Figure 1 is an overview of the flow of carbon and the emission points from the methanol plant for Flowsheets 1 to 3. Figure 2 shows the same overview but for Flowsheet 4, the GHR + ATR flowsheet, which due to the nature of the reforming section has a different layout.

Fig. 1.

Methanol plant overview for Flowsheets 1–3: (a) diagram of the unit operations for Flowsheets 1–3; (b) picture of a SMR + ATR used in Flowsheet 3

Methanol plant overview for Flowsheets 1–3: (a) diagram of the unit operations for Flowsheets 1–3; (b) picture of a SMR + ATR used in Flowsheet 3

Fig. 2.

Methanol plant overview for Flowsheet 4: (a) diagram of the unit operations for Flowsheet 4; (b) picture of a GHR + ATR used in Flowsheet 4

Methanol plant overview for Flowsheet 4: (a) diagram of the unit operations for Flowsheet 4; (b) picture of a GHR + ATR used in Flowsheet 4

Using a typical North American pipeline natural gas composition from a recent methanol project in the USA, a comparison of the natural gas efficiency, electrical power consumption and CO2 emissions for the four flowsheets is shown in Table I based on a capacity of 5000 mtpd. These flowsheets are based on driving all compressors and large pumps with steam driven turbines and utilising import electricity to drive the air cooler fans and smaller pumps only. This is the minimal electrical import to the inside battery limit (ISBL) plant without the addition of a turbo generator, where the ISBL plant refers to the methanol unit only and does not include utilities other than the air separation unit (ASU), where applicable. The natural gas efficiency, on a LHV basis, has been split out to show where the natural gas is used within the ISBL plant and is quoted on a per tonne of methanol basis.

Table I

5000 mtpd Methanol Plant Comparison for Minimal Electrical Import

UnitsSMRSMR + CO2CRGHR + ATR
Overall natural gas efficiency (LHV) GJ mt−1 32.6 31.6 30.8 31.0
Process 29.6 24.0 27.0 25.5
Reformer 1.7 6.4 3.0 0.0
Auxiliary boiler 1.3 1.2 0.8 5.5
Electricity MW (MMBtu) 5.0 (17) 5.0 (17) 3.6 (12.3) 4.5 (15.4)
CO2 emissionsa mt h−1 (st h−1) 92.8 (102.3) 144.9 [80.9] (159.7 [89.2]) 71.7 (79.0) 77.3 (85.2)
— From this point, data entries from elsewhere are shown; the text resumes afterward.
PR #1138, opened 2018-11-14
Users/scomea/action trigger

scomea:
Adding action trigger to MSFT React components.  

Also fixed a typo in button component.


packages/fast-components-react-msft/src/action-trigger/action-trigger.tsx
```diff
@@ -0,0 +1,98 @@
...
+                    ButtonAppearance[ActionTriggerAppearance[this.props.appearance]]
+                }
+                jssStyleSheet={actionTriggerButtonOverrides}
+            >
+                <div
+                    slot="before"
+                    className={get(this.props, "managedClasses.actionTrigger_glyph")}
+                >
+                    {this.props.glyph}
+                </div>
```
chrisdholt: Instead of a `<div>`, this should really be a `span`. However, I don't think it's necessary if we use a render prop. With a render prop, we can inform people that we will be passing a className to style the component; that removes the need for a generic outer wrapper like this. If they opt-in to the className, we can apply the class and set styles to whatever "thing" they pass without having to wrap this.

With a render prop, this might look like:
```
{ this.props.glyph(get(this.props, "managedClasses.actionTrigger_glyph")) }
```

packages/fast-components-react-msft/src/action-trigger/examples.data.tsx
```diff
@@ -0,0 +1,56 @@
...
+        glyph: glyphExample,
+    },
+    data: [
+        {
+            appearance: ActionTriggerAppearance.primary,
+            children: "Primary action trigger",
+            href: testDestination,
+            glyph: glyphExample,
+            "data-sketch-symbol": "Action trigger - primary",
+        } as any, // TODO https://github.com/Microsoft/TypeScript/issues/6579
```
chrisdholt: This reads like the TODO is on the object, but that doesn't make sense to me as the linked issue is about a regex validated string issue. Can you elaborate on the TODO for me?

packages/fast-components-styles-msft/src/action-trigger/index.ts
```diff
@@ -0,0 +1,156 @@
...
+        actionTrigger_glyph: {
+            display: "inline-block",
+            position: "relative",
+            width: "8px",
+            [applyLocalizedProperty("marginRight", "marginLeft", direction)]: "6px",
+            marginTop: direction === Direction.ltr ? "4px" : "0",
+        },
+        actionTrigger__primary: {
+            "& $actionTrigger_glyph": {
+                fill: color,
```
chrisdholt: Question: What happens with these fill property values if the element is not an SVG?

packages/fast-components-react-msft/src/action-trigger/examples.data.tsx
scomea: I copied it over from call to action's example data file figuring that if it applied there it would also apply to the same code in action trigger.

chrisdholt: Interesting - I'll see if I can track down who added this. Casting the same thing in call to action as `CallToActionProps` also eliminated the type error. All that aside, we should ensure the issue is valid for this scenario as well (but I totally get the logic)

packages/fast-components-styles-msft/src/action-trigger/index.ts
scomea: It's inert as far as I can tell, and elements that use "color" inherit the color property that button applies to it's content so seems to do the right thing.

packages/fast-components-react-msft/src/action-trigger/action-trigger.schema.json
```diff
@@ -0,0 +1,41 @@
...
+    },
+    "reactProperties": {
+        "children": {
+            "title": "Building blocks",
+            "type": "children",
+            "defaults": [
+                "text"
+            ]
+        },
+        "glyph": {
```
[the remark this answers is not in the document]
scomea: Glyph is no longer included in that doc, created #1143 "Update action-trigger schema to include 'glyph' render prop" to track.

packages/fast-components-react-msft/src/action-trigger/action-trigger.tsx
scomea: So I changed the wrapping element to a span but kept it in order to assign the glyph to the "before" slot.  Lumping it in the the children messed up the vertical alignment.  (and also if we aren't going to use slots we should be consistent between similar controls, like call to action in this case).

chrisdholt: How is this being lumped in with children if we are using a render prop? This is a net-new component and so the API should reflect the long-term API we would like to see. We are moving to render props; a user should not be concerned with the internals (we use the render prop and pass to another component "slot" property). 

It's a correct statement that we are moving away from slots, but in my opinion, we should not:

1. Use an API we intend to deprecate (slots)
2. Not do the right thing until we change all other component API's

scomea: Got rid of slots, override button base styles to make content region a flex container so items can vertically align properly.

packages/fast-components-react-msft/src/action-trigger/action-trigger.spec.tsx
```diff
@@ -0,0 +1,164 @@
...
+                />
+            );
+        }).not.toThrow();
+    });
+
+    test("should implement unhandledProps", () => {
+        const handledProps: ActionTriggerProps = {
+            managedClasses,
+            href,
+            glyph: null,
```
chrisdholt: interesting - isn't glyph required?

packages/fast-components-react-msft/src/action-trigger/README.md
```diff
@@ -0,0 +1,11 @@
+# Action trigger
+Action trigger performs an operation that is positioned inline on the page. Use action trigger for taking an action or for interacting with something like a file or media resource. Examples include “Save,” “Edit,” or “Play.” Using an action trigger keeps the user within the current context rather than forcing them to navigate to a different page. Thus, use an action trigger as part of an interactive in-page experience.  Action trigger is built using a host element such as a button or an anchor, and can also be used in a group of elements. Typically, action triggers are used inside interactive tables or related to other interactive content. This means that the trigger should be co-located with the positioning of the material it will be acting upon. There is no provision for displaying alternate labels to indicate a change of state — use the action toggle if you need this capability.
```
nalogiudice: Please _italicize_ each usage of _action trigger_ in the documentation.

packages/fast-components-react-msft/src/action-trigger/action-trigger.schema.json
```diff
@@ -0,0 +1,37 @@
+{
+    "$schema": "http://json-schema.org/schema#",
+    "title": "Action trigger",
+    "description": "An action trigger component's schema definition.",
+    "type": "object",
+    "id": "action-trigger",
+    "properties": {
+        "disabled": {
```
nalogiudice: Is there no way to alter the glyph in the side pane?

packages/fast-components-react-msft/src/action-trigger/action-trigger.spec.tsx
nalogiudice: I feel like we should have at least one test that includes a glyph...

packages/fast-components-react-msft/src/action-trigger/action-trigger.schema.json
scomea: Not at the moment as we don't yet have an implementation for render props here.  Tracked by https://github.com/Microsoft/fast-dna/issues/1143

packages/fast-components-react-msft/src/action-trigger/examples.data.tsx
scomea: Since nothing is specifically broken I think we should remove it.

packages/fast-components-react-msft/src/action-trigger/action-trigger.props.ts
```diff
@@ -0,0 +1,49 @@
...
+        ActionTriggerManagedClasses {
+    /**
+     * The action trigger appearance
+     */
+    appearance?: ActionTriggerAppearance;
+
+    /**
+     * The action trigger glyph render prop
+     */
+    glyph?: (className: string) => React.ReactNode;
```
chrisdholt: @scomea weren't we going to require glyph as this is part of the design pattern?

scomea: Yes. Could have sworn I'd changed that already.

packages/fast-components-react-msft/src/action-trigger/action-trigger.props.ts
```diff
@@ -0,0 +1,49 @@
...
+        ActionTriggerManagedClasses {
+    /**
+     * The action trigger appearance
+     */
+    appearance?: ActionTriggerAppearance;
+
+    /**
+     * The action trigger glyph render prop
+     */
+    glyph: (className: string) => React.ReactNode;
```
nicholasrice: `className` should be optional here if it is coming from JSS

nicholasrice: nm, this isn't a base component. This will always be here.

nalogiudice: Should glyph be optional?

packages/fast-components-class-name-contracts-msft/src/action-trigger/index.ts
```diff
@@ -0,0 +1,38 @@
+/**
+ * The class name contract for the action trigger component
+ */
+export interface ActionTriggerClassNameContract {
+    /**
+     * The root of the action trigger component
+     */
+    actionTrigger?: string;
```
nalogiudice: Should this be optional?

packages/fast-components-react-msft/src/action-trigger/action-trigger.spec.tsx
```diff
@@ -0,0 +1,209 @@
...
+                />
+            );
+        }).not.toThrow();
+    });
+
+    test("should throw if glyph prop is not provided", () => {
+        expect(() => {
+            shallow(
+                <MSFTActionTrigger
+                    /* tslint:disable-next-line */
```
nalogiudice: Do you need all of the `tslint:disables`?

packages/fast-components-styles-msft/src/action-trigger/index.ts
```diff
@@ -0,0 +1,153 @@
...
+        actionTrigger__outline: {
+            [applyLocalizedProperty("marginLeft", "marginRight", direction)]: "-10px",
+            "& $actionTrigger_glyph": {
+                fill: outlineColor,
+            },
+            "&$actionTrigger__disabled $actionTrigger_glyph": {
+                fill: outlineDisabledColor,
+            },
+        },
+        actionTrigger__disabled: {},
```
nalogiudice: Should the `fill: outlineDisabledColor,` actually be here?

packages/fast-components-styles-msft/src/button/index.ts
```diff
@@ -254,15 +254,15 @@ const styles: ComponentStyles<ButtonClassNameContract, DesignSystem> = (
...
                 color: outlineColor,
                 borderColor: outlineBorderColor,
-                ...applyTransaprentBackground(),
+                ...applyTransparentBackground(),
             },
             "&:focus": {
-                ...applyTransaprentBackground(),
+                ...applyTransparentBackground(),
                 borderColor: outlineBorderColor,
                 boxShadow: `inset 0 0 0 1px ${outlineBorderColor}`,
```
nalogiudice: @chrisdholt should we be using `ShadowConfig` here?

packages/fast-components-react-msft/src/action-trigger/action-trigger.props.ts
scomea: By design.

packages/fast-components-react-msft/src/action-trigger/action-trigger.spec.tsx
scomea: Got rid of most

packages/fast-components-styles-msft/src/action-trigger/index.ts
scomea: Yes, otherwise an svg glyph won't pick up the disabled color.

packages/fast-components-styles-msft/src/button/index.ts
scomea: Note: this was a "drive by" fixing of a typo in the button component.  Please open bugs for any other button issues. :-)

packages/fast-components-class-name-contracts-msft/src/action-trigger/index.ts
nalogiudice: Yeah, I see that... hey @nicholasrice why do we do it that way? Won't the root MSFT class _always_ be there in a styled component?

chrisdholt: I mean - technically, this only becomes styled once we style it. The component as it exists as a class in the .tsx file can technically be used without style.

aBased on using captured CO2 as a feedstock, the net CO2 emissions are shown in [ ] brackets

As an alternative flowsheet option, it is also possible to minimise the amount of natural gas burnt in the auxiliary boiler by maximising the number of compressors that are driven by motors, allowing an improvement in the natural gas efficiency of the ISBL plant as well as reducing the CO2 emissions. The values in Table II are based on maximising the import electricity while maintaining the minimum load on the auxiliary boiler.

Table II

5000 mtpd Methanol Plant Comparison for Maximum Electrical Import

UnitsSMRSMR + CO2CRGHR + ATR
Overall natural gas efficiency (LHV) GJ mt−1 32.4 31.4 30.7 25.5
Process 29.6 24.0 27.0 25.5
Reformer 1.7 6.4 3.0 0.0
Auxiliary boiler 1.1 1.0 0.7 0.0
Electricity MW (MMBtu) 13.4 (45.7) 12.9 (44.0) 8.3 (28.3) 90.5 (308.6)
CO2 emissionsa mt h−1 st h−1 90.4 (99.6) 142.8 [78.8] (157.4 [86.9]) 70.9 (78.2) 13.9 (15.3)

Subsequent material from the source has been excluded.